- [To do]: Up to and including the line with "-124,4 +124,48 @@", restate the material below word for word, beginning with its first line.

━━ Data shown

PR #1725, opened 2020-09-15
Add methods to purge unnecessary patient records

vinaysshenoy:
https://app.clubhouse.io/simpledotorg/story/1201/prune-the-local-database-at-regular-intervals

### DIFF
--- a/app/src/androidTest/java/org/simple/clinic/storage/PurgeDatabaseAndroidTest.kt
+++ b/app/src/androidTest/java/org/simple/clinic/storage/PurgeDatabaseAndroidTest.kt
@@ -124,4 +124,48 @@ class PurgeDatabaseAndroidTest {
     assertThat(phoneNumberDao.phoneNumber(notSyncedPatientProfile.patientUuid).blockingFirst()).containsExactly(deletedButUnsyncedPhoneNumber)
   }
 
+  @Test
+  fun purging_the_database_should_delete_soft_deleted_business_ids() {
+    // given
+    val syncedPatientProfile = TestData.patientProfile(
+        patientUuid = UUID.fromString("57d2ef99-59e7-4dc5-9cc5-4fe6917386b7"),
+        generateBusinessId = false,
+        syncStatus = SyncStatus.DONE
+    )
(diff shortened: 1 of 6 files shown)


app/src/androidTest/java/org/simple/clinic/storage/PurgeDatabaseAndroidTest.kt
```diff
@@ -0,0 +1,83 @@
...
+        generateBusinessId = true,
+        patientDeletedAt = Instant.parse("2018-01-01T00:00:00Z"),
+        syncStatus = SyncStatus.PENDING
+    )
+    patientAddressDao.save(listOf(deletedPatientProfile.address, notDeletedPatientProfile.address, deletedButUnsyncedPatientProfile.address))
+    patientDao.save(listOf(deletedPatientProfile.patient, notDeletedPatientProfile.patient, deletedButUnsyncedPatientProfile.patient))
+    phoneNumberDao.save(deletedPatientProfile.phoneNumbers + notDeletedPatientProfile.phoneNumbers + deletedButUnsyncedPatientProfile.phoneNumbers)
+    businessIdDao.save(deletedPatientProfile.businessIds + notDeletedPatientProfile.businessIds + deletedButUnsyncedPatientProfile.businessIds)
+
+    assertThat(patientDao.patientProfileImmediate(deletedPatientProfile.patientUuid)).isEqualTo(deletedPatientProfile)
```
msasikanth, line 71: Just to know, is there a reason we need to assert if the returned values are the same for a specific ID here? Those are already tested methods, right?

msasikanth (approved):
LGTM

app/src/androidTest/java/org/simple/clinic/storage/PurgeDatabaseAndroidTest.kt
vinaysshenoy: I added these specifically to handle cases where if we manually add a check for deleted records in the SQL query, the tests will always pass even if the hard delete stops working since the query is excluding soft deleted records.

Adding this check here will ensure that the query is reading deleted records and will fail if the query is modified to exclude them.

PR #1744, opened 2020-09-23
Refactor `SignatureActivity`

msasikanth:


msasikanth:
Waiting for #1743 to be merged in, to address some comments.

Honey14 (changes requested):
PR looks good. The App crashes when trying to load the empty bitmap in the `init` function, not sure whether it is accepting empty bitmap. PTAL

msasikanth:
> PR looks good. The App crashes when trying to load the empty bitmap in the `init` function, not sure whether it is accepting empty bitmap. PTAL

Good catch, fixed the issue. The library doesn't handle when setting null bitmaps. So in order to fix it if we load a `null` bitmap we do nothing now.

Honey14 (approved):
Looks good.

PR #1856, opened 2020-09-24
Add screen for updating the patient's prescription - Final

msasikanth:
https://app.clubhouse.io/simpledotorg/story/889/add-screen-for-updating-the-patient-s-prescription

### DIFF
--- a/app/src/androidTest/java/org/simple/clinic/drugs/PrescriptionRepositoryAndroidTest.kt
+++ b/app/src/androidTest/java/org/simple/clinic/drugs/PrescriptionRepositoryAndroidTest.kt
@@ -12,13 +12,13 @@ import org.simple.clinic.facility.Facility
 import org.simple.clinic.patient.SyncStatus
 import org.simple.clinic.rules.LocalAuthenticationRule
 import org.simple.clinic.storage.Timestamps
+import org.simple.clinic.teleconsultlog.medicinefrequency.MedicineFrequency
 import org.simple.clinic.teleconsultlog.medicinefrequency.MedicineFrequency.BD
 import org.simple.clinic.teleconsultlog.medicinefrequency.MedicineFrequency.OD
 import org.simple.clinic.user.UserSession
 import org.simple.clinic.util.Rules
 import org.simple.clinic.util.TestUtcClock
 import java.time.Duration
-import java.time.Instant
 import java.time.LocalDate
 import java.time.Month
 import java.util.UUID
@@ -137,11 +137,7 @@ class PrescriptionRepositoryAndroidTest {
   fun updating_prescribed_drug_duration_should_work_correctly() {
     // given
     val durationToAdvanceBy = Duration.ofMinutes(10)
-    val timestamps = Timestamps(
-        createdAt = Instant.now(clock),
-        updatedAt = Instant.now(clock),
-        deletedAt = null,
-    )
+    val timestamps = Timestamps.create(clock)
     val prescribedDrug = TestData.prescription(
         uuid = UUID.fromString("c4b74e2b-2ea3-4c4d-a6ab-8e93faa66159"),
         name = "Taco",
@@ -172,11 +168,7 @@ class PrescriptionRepositoryAndroidTest {
   fun updating_prescribed_drug_frequency_should_work_correctly() {
     // given
     val durationToAdvanceBy = Duration.ofMinutes(10)
-    val timestamps = Timestamps(
-        createdAt = Instant.now(clock),
-        updatedAt = Instant.now(clock),
-        deletedAt = null,
-    )
+    val timestamps = Timestamps.create(clock)
     val prescribedDrug = TestData.prescription(
         uuid = UUID.fromString("2f9daf84-50fa-4955-ab18-ea48d8fc9fe1"),
         name = "Taco",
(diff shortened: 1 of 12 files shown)


app/src/androidTest/java/org/simple/clinic/drugs/PrescriptionRepositoryAndroidTest.kt
```diff
@@ -202,4 +203,115 @@ class PrescriptionRepositoryAndroidTest {
...
+  @Test
+  fun updating_prescribed_drug_teleconsultation_id_should_work_correctly() {
+    // given
+    val durationToAdvanceBy = Duration.ofMinutes(10)
+    val teleconsultationId = UUID.fromString("35756e86-4b31-44cb-bd5f-cd3bc8ad2448")
+    val timestamps = Timestamps(
+        createdAt = Instant.now(clock),
+        updatedAt = Instant.now(clock),
+        deletedAt = null,
+    )
```
vinaysshenoy, line 216: Just FYI, we already have a `Timestamps.create(UtcClock)` factory function which does the same thing.

app/src/androidTest/java/org/simple/clinic/drugs/PrescriptionRepositoryAndroidTest.kt
```diff
@@ -202,4 +203,115 @@ class PrescriptionRepositoryAndroidTest {
...
+        timestamps = timestamps,
+        syncStatus = SyncStatus.DONE,
+        teleconsultationId = null
+    )
+
+    database.prescriptionDao().save(listOf(prescribedDrug))
+
+    // when
+    clock.advanceBy(durationToAdvanceBy)
+    repository.updateTeleconsultationId(
```
vinaysshenoy, line 230: Why do we need this method which accepts a single drug UUID if we already one that accepts a list?

app/src/androidTest/java/org/simple/clinic/drugs/PrescriptionRepositoryAndroidTest.kt
```diff
@@ -202,4 +203,115 @@ class PrescriptionRepositoryAndroidTest {
...
+            timestamps = prescribedDrug1.timestamps.copy(updatedAt = prescribedDrug1.updatedAt.plus(durationToAdvanceBy)),
+            syncStatus = SyncStatus.PENDING
+        ),
+        prescribedDrug2.copy(
+            teleconsultationId = teleconsultationId,
+            timestamps = prescribedDrug2.timestamps.copy(updatedAt = prescribedDrug2.updatedAt.plus(durationToAdvanceBy)),
+            syncStatus = SyncStatus.PENDING
+        )
+    )
+    assertThat(repository.newestPrescriptionsForPatientImmediate(patient1Uuid)).isEqualTo(expectedPrescribedDrugs)
```
vinaysshenoy, line 315: Can we also assert that `prescrubedDrug3` is unaffected?

app/src/main/java/org/simple/clinic/drugs/PrescriptionRepository.kt
```diff
@@ -157,4 +157,22 @@ class PrescriptionRepository @Inject constructor(
...
+  }
+
+  fun updateTeleconsultationIds(drugUuids: List<UUID>, teleconsultationId: UUID) {
+    dao.updateTeleconsultationIds(
+        drugUuids = drugUuids,
+        teleconsultationId = teleconsultationId,
+        updatedAt = Instant.now(utcClock),
+        syncStatus = SyncStatus.PENDING
+    )
+  }
```
vinaysshenoy, line 177: Can we rename this to better reflect what it is doing? Ex: `addTeleconsultationIdToDrugs`.

app/src/main/java/org/simple/clinic/teleconsultlog/prescription/TeleconsultPrescriptionEffectHandler.kt
```diff
@@ -27,9 +37,30 @@ class TeleconsultPrescriptionEffectHandler @AssistedInject constructor(
...
         .addTransformer(LoadDataForNextClick::class.java, loadDataForNextClick())
+        .addTransformer(CreatePrescription::class.java, createPrescription())
         .build()
   }
 
+  private fun createPrescription(): ObservableTransformer<CreatePrescription, TeleconsultPrescriptionEvent> {
+    return ObservableTransformer { effects ->
+      effects
+          .observeOn(schedulersProvider.io())
+          .doOnNext { medicalRegistrationIdPreference.set(Optional.of(it.medicalRegistrationId)) }
```
vinaysshenoy, line 51: We're mixing creating a prescription and updating the current medical registration ID in the same effect, which should not be done. We can send out multiple effects in a single `dispatch` or `next`, which we should be using here to save the medical registration ID locally.

app/src/main/java/org/simple/clinic/teleconsultlog/prescription/TeleconsultPrescriptionEffectHandler.kt
```diff
@@ -27,9 +37,30 @@ class TeleconsultPrescriptionEffectHandler @AssistedInject constructor(
...
+          .doOnNext { updatePrescribedDrugTeleconsultId(it.patientUuid, it.teleconsultRecordId) }
+          .map { PrescriptionCreated(it.medicalInstructions) }
+    }
+  }
+
+  private fun updatePrescribedDrugTeleconsultId(patientUuid: UUID, teleconsultRecordId: UUID) {
+    val prescribedDrugs = prescriptionRepository.newestPrescriptionsForPatientImmediate(patientUuid)
+
+    prescriptionRepository.updateTeleconsultationIds(
+        drugUuids = prescribedDrugs.map { it.uuid },
```
vinaysshenoy, line 62: We could move this `map {}` to the place where we are reading the prescriptions from the repository since we don't use the prescribed drugs anywhere else.

app/src/test/java/org/simple/clinic/teleconsultlog/prescription/TeleconsultPrescriptionEffectHandlerTest.kt
```diff
@@ -100,4 +113,45 @@ class TeleconsultPrescriptionEffectHandlerTest {
...
+    val medicalRegistrationId = "ABC123456"
+    val instructions = "This is a medical instruction"
+
+    val prescribedDrug1 = TestData.prescription(
+        uuid = UUID.fromString("10eb023a-cd5d-4140-9a7e-0e08ac26f3d7"),
+        name = "Taco",
+        patientUuid = patientUuid,
+        timestamps = Timestamps(
+            createdAt = Instant.now(),
+            updatedAt = Instant.now(),
```
vinaysshenoy, line 131: Can we use a clock here to fix the time in the tests?

app/src/main/java/org/simple/clinic/teleconsultlog/prescription/TeleconsultPrescriptionEvent.kt
```diff
@@ -21,3 +21,7 @@ data class DataForNextClickLoaded(
 data class NextButtonClicked(val medicalInstructions: String, val medicalRegistrationId: String) : TeleconsultPrescriptionEvent() {
   override val analyticsName: String = "Teleconsult Prescription:Next Clicked"
 }
+
+data class PrescriptionCreated(
+    val medicalInstructions: String
```
vinaysshenoy, line 26: What do you think of tracking this in `TeleconsultPrescriptionModel` so we don't need to forward this via an event?

app/src/test/java/org/simple/clinic/teleconsultlog/prescription/TeleconsultPrescriptionUpdateTest.kt
```diff
@@ -93,4 +95,28 @@ class TeleconsultPrescriptionUpdateTest {
             ))
         ))
   }
+
+  @Test
+  fun `when data for next click is loaded, then create prescription`() {
+    val medicalInstructions = "This is a medical instructions"
+    val medicalRegistrationId = "ABC12345"
+    val bitmap = mock<Bitmap>()
```
vinaysshenoy, line 103: Something to think about later, but we can remove the need for mocking a platform type by changing the event to have a boolean property (`hasSavedSignature`) which can be set in the effect handler. This will let us have the added benefit of making `.update()` pure again.

vinaysshenoy (changes requested):

app/src/test/java/org/simple/clinic/teleconsultlog/prescription/TeleconsultPrescriptionUpdateTest.kt
msasikanth: Yeah, I initially wanted to use that way. But then it seemed like it was a logical decision that is being made in effect handler. But yeah, I can make this change in this PR.

app/src/main/java/org/simple/clinic/teleconsultlog/prescription/TeleconsultPrescriptionEvent.kt
msasikanth: That would be the only use case for it, like we won't be using it for anything else. But yeah, I can move it to model.

app/src/main/java/org/simple/clinic/teleconsultlog/prescription/TeleconsultPrescriptionEffectHandler.kt
msasikanth: Yep, definitely. I was just afraid if it was going to be some hidden behavior

app/src/main/java/org/simple/clinic/teleconsultlog/prescription/TeleconsultPrescriptionEffectHandler.kt
msasikanth: Okay yeah, since these are side effects and doesn't depend on each other they can be different effects right?

app/src/androidTest/java/org/simple/clinic/drugs/PrescriptionRepositoryAndroidTest.kt
msasikanth: Initially I was trying out a different approach, but left it as a way to just update single teleconsultation id. I can remove it since there is no use case for it currently.

app/src/main/java/org/simple/clinic/teleconsultlog/prescription/TeleconsultPrescriptionEffectHandler.kt
vinaysshenoy: Yes

app/src/main/java/org/simple/clinic/teleconsultlog/prescription/TeleconsultPrescriptionEvent.kt
vinaysshenoy: No need to do it in this PR, we can do it later if needed.

app/src/test/java/org/simple/clinic/teleconsultlog/prescription/TeleconsultPrescriptionUpdateTest.kt
vinaysshenoy: The logical decision here is _what_ to do if there is no saved signature, which is still being decided in the `update()` function. What we are changing is that the effect handler will tell the `update()` function whether there is a saved signature or not.

vinaysshenoy (approved):

PR #1858, opened 2020-09-24
Add teleconsult record sync resource

Honey14:
https://app.clubhouse.io/simpledotorg/story/907/add-support-for-teleconsult-record-sync-resource

### DIFF
--- a/app/src/androidTest/java/org/simple/clinic/teleconsultlog/teleconsultrecord/TeleconsultRecordRepositoryAndroidTest.kt
+++ b/app/src/androidTest/java/org/simple/clinic/teleconsultlog/teleconsultrecord/TeleconsultRecordRepositoryAndroidTest.kt
@@ -8,10 +8,10 @@ import org.simple.clinic.TestClinicApp
 import org.simple.clinic.TestData
 import org.simple.clinic.storage.Timestamps
 import org.simple.clinic.teleconsultlog.teleconsultrecord.Answer.Yes
-import org.simple.clinic.util.TestUserClock
-import org.simple.clinic.util.toUtcInstant
+import org.simple.clinic.util.TestUtcClock
 import java.time.Instant
 import java.time.LocalDate
+import java.time.Month
 import java.util.UUID
 import javax.inject.Inject
 
@@ -20,11 +20,13 @@ class TeleconsultRecordRepositoryAndroidTest {
   @Inject
   lateinit var repository: TeleconsultRecordRepository
 
-  private val userClock = TestUserClock()
+  @Inject
+  lateinit var testUtcClock: TestUtcClock
 
   @Before
   fun setup() {
     TestClinicApp.appComponent().inject(this)
+    testUtcClock.setDate(LocalDate.of(2020, Month.SEPTEMBER, 15))
   }
 
   @After
@@ -40,11 +42,7 @@ class TeleconsultRecordRepositoryAndroidTest {
     val teleconsultRecordId3 = UUID.fromString("f1ad859f-d076-4bae-b0f2-3fb23c60d880")
     val patientUuid = UUID.fromString("91f230a6-e67f-428e-95f8-6090415a5c4e")
     val medicalOfficerId = UUID.fromString("5e2a46b8-6d77-47fa-9538-281e4992cb46")
-    val date = LocalDate.parse("2020-09-15")
-    val createdAt = date.toUtcInstant(userClock)
-    val updatedAt = date.toUtcInstant(userClock)
-    val deletedAt = null
-    val timestamps = Timestamps(createdAt, updatedAt, deletedAt)
+    val timestamps = Timestamps.create(testUtcClock)
 
     val teleconsultRecord1 = TestData.teleconsultRecord(
         id = teleconsultRecordId1,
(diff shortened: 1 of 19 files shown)


app/src/main/java/org/simple/clinic/storage/migrations/Migration_78.kt
```diff
@@ -0,0 +1,18 @@
...
+import androidx.sqlite.db.SupportSQLiteDatabase
+import org.simple.clinic.storage.inTransaction
+import javax.inject.Inject
+
+@Suppress("Classname")
+class Migration_78 @Inject constructor() : Migration(77, 78) {
+  override fun migrate(database: SupportSQLiteDatabase) {
+    database.inTransaction {
+      execSQL("""
+        ALTER TABLE "TeleconsultRecord" ADD COLUMN "syncStatus" TEXT NOT NULL
```
vinaysshenoy, line 13: Do we need to set a default value for existing records? This will set the value to existing records to `null` which will cause a crash if we try to read it.

vinaysshenoy (changes requested):

app/src/androidTest/java/org/simple/clinic/teleconsultlog/teleconsultrecord/TeleconsultRecordRepositoryAndroidTest.kt
```diff
@@ -0,0 +1,101 @@
...
+
+  @Test
+  fun saving_teleconsult_records_with_prescribed_drugs_should_work_properly() {
+    // given
+    val teleconsultRecordId1 = UUID.fromString("7631538a-7510-4147-b239-1c56c7d2ef70")
+    val teleconsultRecordId2 = UUID.fromString("9ee0bc81-26e6-4ced-9b33-fa76a0a995e3")
+    val teleconsultRecordId3 = UUID.fromString("f1ad859f-d076-4bae-b0f2-3fb23c60d880")
+    val patientUuid = UUID.fromString("91f230a6-e67f-428e-95f8-6090415a5c4e")
+    val medicalOfficerId = UUID.fromString("5e2a46b8-6d77-47fa-9538-281e4992cb46")
+    val date = LocalDate.parse("2020-09-15")
```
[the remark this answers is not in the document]
Honey14: `Timestamps.create()` asked for `TestUtcClock` clock, using that now

app/src/main/java/org/simple/clinic/teleconsultlog/teleconsultrecord/TeleconsultRecord.kt
```diff
@@ -34,6 +34,19 @@ data class TeleconsultRecord(
     val syncStatus: SyncStatus
 ) {
 
+  fun toPayload(): TeleconsultRecordPayload {
```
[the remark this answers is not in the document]
Honey14: How can we get the `teleconsultRecord` object in the `TeleconsultRecordSync` class?
Ps. We've consistently converted the object into network representation class in the domain class across the project but you have a fair point as well.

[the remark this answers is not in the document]
vinaysshenoy: We used to do that initially but we decided to move this conversion to the sync classes later on. I don't think we ended up moving all the existing resources, sadly.

> How can we get the teleconsultRecord object in the TeleconsultRecordSync class?

You already have the instance since `TeleconsultRecordSync` calls `.toPayload()` on it, right? What I mean is that we should instead have a `recordToPayload(TeleconsultRecordSync): TeleconsultRecordPayload` method in `TeleconsultRecordSync` itself.

app/src/main/java/org/simple/clinic/teleconsultlog/teleconsultrecord/TeleconsultRecord.kt
```diff
@@ -27,9 +29,53 @@ data class TeleconsultRecord(
...
+  }
+
+  private fun getTeleconsultRecordInfoPayload(): TeleconsultRecordInfoPayload? {
+    return if (teleconsultRecordInfo != null) {
+      TeleconsultRecordInfoPayload(
+          recordedAt = teleconsultRecordInfo.recordedAt,
+          teleconsultationType = teleconsultRecordInfo.teleconsultationType,
+          patientTookMedicines = teleconsultRecordInfo.patientTookMedicines,
+          patientConsented = teleconsultRecordInfo.patientConsented,
+          medicalOfficerNumber = teleconsultRecordInfo.medicalOfficerNumber.toString(),
```
vinaysshenoy, line 60: I just realised that this `.toString()` call on a nullable string will return the string `"null"` if it is `null`, which is incorrect behaviour and we should be sending a blank string instead. The `.orEmpty()` extension method is the right one to use here.

app/src/main/java/org/simple/clinic/storage/migrations/Migration_78.kt
```diff
@@ -0,0 +1,18 @@
...
+import androidx.sqlite.db.SupportSQLiteDatabase
+import org.simple.clinic.storage.inTransaction
+import javax.inject.Inject
+
+@Suppress("Classname")
+class Migration_78 @Inject constructor() : Migration(77, 78) {
+  override fun migrate(database: SupportSQLiteDatabase) {
+    database.inTransaction {
+      execSQL("""
+        ALTER TABLE "TeleconsultRecord" ADD COLUMN "syncStatus" TEXT
```
vinaysshenoy, line 13: If you try to run the migration test locally, it will fail since the database schema is now different. The version in the `78.json` schema file has the column as `NOT NULL` but the migration does not add that qualifier.

We should be setting the default value as `PENDING` to existing records as part of the migration.

vinaysshenoy (changes requested):

app/src/main/java/org/simple/clinic/storage/migrations/Migration_78.kt
Honey14: Updated to include `PENDING` as a default not null value in the migration. PTAL

vinaysshenoy (approved):
LGTM!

━━━━

- [Task response]:
PR #1725, opened 2020-09-15
Add methods to purge unnecessary patient records

vinaysshenoy:
https://app.clubhouse.io/simpledotorg/story/1201/prune-the-local-database-at-regular-intervals

### DIFF
--- a/app/src/androidTest/java/org/simple/clinic/storage/PurgeDatabaseAndroidTest.kt
+++ b/app/src/androidTest/java/org/simple/clinic/storage/PurgeDatabaseAndroidTest.kt
@@ -124,4 +124,48 @@ class PurgeDatabaseAndroidTest {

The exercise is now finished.